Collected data
# # #
Issue #110, opened 2015-12-04
Means for dealing with session level state problems.


josephglanville:
Hi @jackc,

I encountered a problem with prepared queries and migrations that led me to think about how to deal with this class of problems with pgx.
Specifically my problem is we pre-prepare all queries on all connections using the `ConnPool` `AfterConnect` hook.
If then another instance of my program runs a database migration that alters the type of a column these prepared queries will become invalid if they make use of this column and return:
```
ERROR: cached plan must not change result type (SQLSTATE 0A000)
```

The issue here is that this is a session state error. To correct this I would need to either deallocate that query and re-prepare it or close that connection and allow the connection pool to establish a new one.
pgx currently doesn't provide any good interfaces for accomplishing this for queries that occur within a transaction. I have wrapped the `ConnPool` and can handle it on standard `Exec`/`Query` but the Tx object takes full control over the connection and wants to call `Release` on it itself.

Do you have any ideas on how we could incorporate a hook or something that would be called on `Exec`/`Query` on a `Tx` that would then store a flag to call `Close` on the connection before `Release`? (because `Rollback` will probably be called after returning the `Error` anyways)

josephglanville:
I pushed up a proposed solution here: #111

I then use this hook to check if the error is a one which I consider to be a session state problem and if so call `conn.Close`, which will cause new connections to be spawned as the query is retried.

jackc:
This is a tricky problem.

A connection-wide on error handler has a few downsides. 1. We need to be sure to call it every place an error could occur not just Query and Exec (like ListenForNotification?) 2. It moves the error handling away from where the error occurred -- it feels like an exception handler -- not very Go-like.

That said, I don't have any ideas that I really like better either. Here's some of the things I've been considering though:

1. Prepared statements on ConnPool. This was requested back in #68. If this were in place it might be a simple solution to re-prepare statements that have changed.
2. Exposing Conn on Tx. Don't really like this because the Conn and Tx state could really get confused.
3. Exposing a CloseConn method on Tx. Better than the above idea, but still feels a little off.
4. Adding a Reset method to ConnPool that would close all connections and reestablish them as needed. This might be fairly clean.

Also, just out of curiosity, what sort of column type changes can be fixed by a re-prepare, but don't require a different Go type to be Scan'ed or Exec'ed? I would expect you would need to change the Go program as well.

josephglanville:
[...]

PR #111, opened 2015-12-04
Add OnError hook to Conn

josephglanville:
Proposed solution to #110


josephglanville:
Decided this is not useful in it's current form, may explore solutions in this space later.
# # #
> **Your goal**: Please give back, exactly as it stands above, the stretch from the line with "I then use this" through the line with "This is a tricky problem.", and no line outside it.

> **Problem solution**:
I then use this hook to check if the error is a one which I consider to be a session state problem and if so call `conn.Close`, which will cause new connections to be spawned as the query is retried.

jackc:
This is a tricky problem.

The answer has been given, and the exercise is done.